Have you struggled to stay out of the trenches and strike that balance between being engaged and being too hands-on?
Currently, I’m invested in five companies, all Nashville-based. I’ve learned a lot of lessons. I try to get out of their way if they want me to but if they need help, I’ll spend nights and weekends with them. Every company is unique and I try to figure out what it is they need for me and try not to overstep that. Do they just need the cash or do they need help in specific areas. I tell folks thinking about angel investing to be upfront with their companies. There are so many angel investors that want to “stay in the deal.”
Principal, Tennessee Community Venture Fund
Eric Satz, a former investment banker and entrepreneur, has experienced life as both an entrepreneur and an angel investor. Here is his take on both.
"I think the thing you take from being an operator [of a business] is a greater awareness that it's not a straight trajectory up. It's not a straight trajectory down either.
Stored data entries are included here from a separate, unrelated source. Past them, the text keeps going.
PR #9642, opened 2022-12-14
Simplify proxy trusting logic

nanaya:
There's no need to reset trusted proxy settings on each request anymore.


peppy (dismissed):

notbakaneko (changes requested):
`fideloper/proxy` not used anymore?

notbakaneko (approved):

PR #9645, opened 2022-12-16
Reduce count queries for notification bundle

nanaya:
This surprisingly works without need to change database at all? 🤔 The query is a bit questionable though. Both the way it being generated and the query itself.

- [x] depends on #9634 just because modifying same file


app/Libraries/NotificationsBundle.php
```diff
@@ -91,12 +92,71 @@ private function fillStacks(string $objectType, int $objectId, string $category)
...
+                {$groupColumns['id']},
+                {$groupColumns['name']}")
+            ->whereRaw($whereString, $bindValues)
+            ->groupBy(array_values($groupColumns));
+
+        if ($this->unreadOnly) {
+            $query->where('is_read', false);
+        }
+
+        foreach ($query->get() as $count) {
```
notbakaneko, line 151: `$row`

`$count->count` seems...not right

notbakaneko (changes requested):

notbakaneko (approved):

PR #9646, opened 2022-12-16
Add support for including messages in supporter tag gifts

notbakaneko:
Allows attaching a message to gifted supporter tags

The transition is kind of janky at the moment with the whole visibility + height shifting

to self (no message input):
image

gift to others (input visible):
image

- [x] need better transition for textbox
- [x] include note on cart/invoice for tags with messages


nanaya:
Maybe either make the box always visible (but disabled and have different placeholder when for self) or make it opacity 0 as needed instead?

notbakaneko:
The issue would be there's now a big blank space 🤷

nanaya:
better than moving content... I think.

nanaya (changes requested):

nanaya (approved):

PR #9648, opened 2022-12-16
Add seasons infrastructure and basic display

venix12:
(a big) part of https://github.com/ppy/osu-web/issues/8736 :sparkles:

image


venix12:
am i doing something wrong or is lint just having a stroke 🤨

notbakaneko:
It means the new code added more warnings; we set a max limit on warnings for existing code, new code should not be adding lint errors or new warnings.

If running `yarn lint` returns the same number of warnings, you may need to clear the lint cache.

venix12:
Well, no matter what I tried, I got 158 on both this branch and master, tried clearing cache too. 🤷

nanaya:
Is it intentional allowing room to be potentially part of multiple seasons?

Also conflicts.

venix12:
> Is it intentional allowing a room to be potentially part of multiple seasons?

It is, see https://github.com/ppy/osu-web/issues/8736#issuecomment-1155514126.

nanaya:
I don't think the comment has any conclusion on that, just wondering it could be a possibility

nanaya:
that looks more like on which way to do one to many (as per the question), not whether it should be one or many to many

venix12:
Right... guess we could go with one-to-many and extend to many-to-many if/when needed then?

venix12:
remember to never use git rebase irresponsibly! 

replaced by #9725 as it's probably way easier than fixing this one =D

PR #9649, opened 2022-12-17
Fix store line item closing tag

nanaya:
Randomly found this weird thing 🤨

It's immediately followed by another closing tag so browser automatically fixes it (and there's no matching open tag for what it's closing).


notbakaneko (approved):
🤔

PR #11615, opened 2024-11-01
Allow Lazer replay download via client credential grant

### LINKED ISSUE #11579: Allow replay download with client credentials token
im trying to do an app for getting the top 10 monthly plays(including replays) of my country, but i do not seem to be able to get lazer replays download with client credential flow (public scope), can it be added?

minisbett:
Resolves #11579 

This adds the ability for client-credential authorization to download Lazer replays.

I haven't worked on osu-web ever before and I'm not sure if this is how it's done; I [asked on the Discord](https://discord.com/channels/188630481301012481/188630616286167041/1299056552501579859) and talked to nanaya and from what I understood this should be everything needed.

Let me know if there's anything wrong.


app/Http/Controllers/ScoresController.php
```diff
@@ -22,6 +22,7 @@ public function __construct()
 
         $this->middleware('auth', ['except' => [
             'show',
+            'download',
```
nanaya, line 25: this will cause the files to be downloadable without logging in on web which I don't think is an intended side effect.

also the current function assumes current user exists and thus it will throw error when the user is null.

the function needs to be adjusted to handle those cases.

nanaya (changes requested):

app/Http/Controllers/ScoresController.php
minisbett: That is basically what I was asking on the Discord, since I don't know how I would 1. allow client credential auth and 2. check for such auth to not run the code getting the resource owner and increasing the view count. I couldn't quite figure out how to based on what you said.

nanaya: if you look at the actual function, there's a variable which stores the current user which will be null if accessed through web without logging in or client credentials.

As for api vs web check, there's a function being called in the function which should be relatively obvious on what it does.

minisbett: If accessed through client credential auth, shouldn't the user still be null? Since client credential does not have a resource owner. Because of that I thought there's nothing to do there.

minisbett: In that case, I don't seem to understand what code even disallows client-credential auth. `is_api_request()` is true so it won't redirect. Having to handle nullability on the user object makes sense

nanaya: it's this auth middleware. but as I mentioned above, the download function needs to be adjusted to handle the change this caused

nanaya (changes requested):
still need the check for guest user on non-api access

minisbett:
> still need the check for guest user on non-api access

yea I figured, me and someone else we trying to setup a development environment but ultimately failed due to a lack of documentation or troubleshooting or whatever. I will look into it soon

minisbett:
> still need the check for guest user on non-api access

We tried it locally and.. everything seems to work?

1. You can download with code flow & client credential auth
2. You can download on the website when logged in
3. You cannot download via api *nor* via osu.ppy.sh/scores/id/download (the website download button) if not logged in

I'm lost on what's missing here.

nanaya:
try going to the score page first and click the download button. what you saw probably was the referer check

minisbett:
> try going to the score page first and click the download button. what you saw probably was the referer check

`$shouldRedirect = !is_api_request() && (!from_app_url() || \Auth::user() === null);` does this make sense? If from the app url (which I suppose is download via the website) and guest user?

minisbett:
Oh, it does do that in the current state of the PR. If not logged in, clicking on the download button brings up the login pop-up.

nanaya:
it's because of additional javascript handling on the button itself. It won't work if the link is anywhere else like in forum etc.

minisbett:
I hope this should be right

app/Http/Controllers/ScoresController.php
```diff
@@ -42,6 +44,10 @@ private static function parseIdOrFail(string $id): int
 
     public function download($rulesetOrSoloId, $id = null)
     {
+        if(from_app_url() && \Auth::user() === null) {
```
nanaya, line 47: move and use the currentUser variable, and the api/web check function is the other one (it's right in the name)

app/Http/Controllers/ScoresController.php
```diff
@@ -42,6 +44,10 @@ private static function parseIdOrFail(string $id): int
...
+            throw new AuthorizationException('User is not logged in.');
```
nanaya, line 48: authentication exception, not authorization

nanaya (changes requested):

app/Http/Controllers/ScoresController.php
minisbett: But isn't from_app_url() checking if called via the website? That's what we wanna check for, no? Like, the osu.ppy.sh/scores/id/download url. The API endpoint /api/v2/scores/id/download works as expected and fails if not authorized

minisbett: I hope I finally understood how things work, thanks for being patient with me and giving me the chance to learn this 😅

app/Http/Controllers/ScoresController.php
```diff
@@ -42,6 +44,11 @@ private static function parseIdOrFail(string $id): int
 
     public function download($rulesetOrSoloId, $id = null)
     {
+        $currentUser = \Auth::user();
+        if(is_api_request() && $currentUser === null) {
```
nanaya, line 48: "if api request and guest user"?

minisbett: Didn't you just tell me to use the other method? (is_api_request instead of from_app_url)

nanaya: yes but is it "if api request" or "if not api (aka web) request"?

minisbett: Or do you mean I should negate the is_api_request check

nanaya (changes requested):
please fix the lint and test errors ([see this to update the route test file](<https://github.com/ppy/osu-web/pull/11629#issuecomment-2461483618>))

nanaya (approved):

wyvrtn:
Yay! I should also probably start doing some development on this soon to add more features...
BTW, this will be documented soon right?

minisbett:
The API docs are automatically generated from the laravel API controllers

Also regarding this PR, maybe I shouldn't touch web stuff and stick to client stuff

wyvrtn:
> The API docs are automatically generated from the laravel API controllers
> 
> Also regarding this PR, maybe I shouldn't touch web stuff and stick to client stuff

Yeah I'm looking at this php and I still don't understand how any of this makes sense
Feels like it's running on pure magic (Is there a framework involved?)
Anyways, the docs have way too many optional parameters and parameters with no types
I have no idea half the time what the endpoint wants

PR #11616, opened 2024-11-01
Async script loading

nanaya:
Properly registered with filename and map and stuff instead of being unmapped inlined stuff.

- [x] depends on #11600

### DIFF
--- a/resources/js/core/turbolinks-reload.ts
+++ b/resources/js/core/turbolinks-reload.ts
@@ -3,51 +3,50 @@
 
 export default class TurbolinksReload {
   private readonly loaded = new Set<string>();
-  private readonly loading = new Map<string, JQuery.jqXHR<void>>();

People are good in different stages of a company or business, and very few people can take [that entity] from 0 to 100. Most people don't make that complete journey.
”As a VC, it's important to have an open discussion with a founder about the various stages of growth and development and be able to say, ‘You did an awesome job to get us here. There are different challenges and opportunities from here forward and [we don’t know] whether you're the right person from here forward...’
”In the businesses where I've been the founder, I've been open to the idea whether everybody thought I was the right person. At the end of the day, when you take capital from others, you have to do what's right for the company as determined by your board. If it's your money, that's one thing. But as soon as you take capital from other people, you have to recognize there's a different set of fiduciary responsibilities. [As an entrepreneur] I was open to the idea that I might not be the best person. But that's not always the case. [As an investor], I always have that conversation up front.
”When I make an investment, I make it clear I'm not a passive investor. But that doesn't mean I want to be involved day-to-day. It means I want to be involved strategically. In some cases, I'm involved day-to-day by choice. And in others, I'm involved strategically. But the fact is I like doing both."